Being able to define new services by declaring kubernetes resources and handing those off to ArgoCD has reduced a lot of the operational overhead and effectively eliminated unicorn configurations (albeit at the expense of a more complicated environment). Since many things are built with kubernetes in mind, it's been nice to use off-the-shelf configurations instead of writing and managing my own compose files. Also nice is using the same tooling (k9s, prometheus, etc.) that I'm used to using in my day job.

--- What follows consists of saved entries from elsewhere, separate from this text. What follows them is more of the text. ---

PR #16170, opened 2024-05-16
16145 Use module.ScriptName to call Script API instead of PK

### LINKED ISSUE #16145: 4.0.2 scripts can only be launched by api with ID and no longer with a name.
### Deployment Type

Self-hosted

### NetBox Version

v4.0.2

### Python Version

3.10

### Steps to Reproduce

see #16123

In the past I could run the script with "https://netbox-test/api/extras/scripts/scriptA.class"
This does not work anymore and I need an ID ;(

Exception Value: | Field 'id' expected a number but got 'ProcessLogging'.

### Expected Behavior

it works lik in 3.7.7

### Observed Behavior

ValueError at /api/extras/scripts/ProcessLogging/

launching it with /api/extras/scripts/6/

Does work.

arthanson:
### Fixes: #16145 

Changes the script api back to using the "module.ScriptName" instead of id (this is the way it was in NB3.x).  The test was a bit of a mess to fix, the issue is the get_vars function in the Script class calls the python_class property which calls module_scripts on on the module - this tries to load the module which fails as the script doesn't actually exist on disk.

There have been a few pain points. I need to work out the proper sequencing of powering up the various machines after a power failure. Since the NAS backs some of the volumes used by media-related services, I need to wait for that to become available before recovering the kubernetes cluster. Also, because local DNS resolution currently relies on the pi-hole (running on a different host), not having the resolution available causes some services that do not rely on internal kubernetes routing to fail.
New additions
I've also started building out a fleet of mini PCs that I'm using as build nodes for my Concourse server and Tailscale nodes (for certain external connectivity and peering to my Linode instances). At some point, my plan is to relocate the kubernetes control plane to three of the lower-power EQ12 variants that I own.
I will likely repurpose the oldest machine (well over a decade at this point) as the monitoring/metrics host, though I'll probably install some faster storage in it.
Overall, I've been happy with the way things turned out.
Future
My next major project will likely be redoing the network setup. I've been eyeing some Ubiquiti hardware, and, when I finally getting around to hard-wiring the house, I'll need a more capable switch than the one I currently have (and hopefully one with PoE for the access points). My current gateway also only supports 200 or so clients, and there's a possibility I exceed that number with all of the various devices.
Beyond that, I've been trying to figure out how to transition to a rack-based setup, for a variety of reasons (one of which being that it'd be harder to steal hardware actually bolted to things), but I would need to think about where to put the rack(s) in my house (cooling would also potentially be an issue).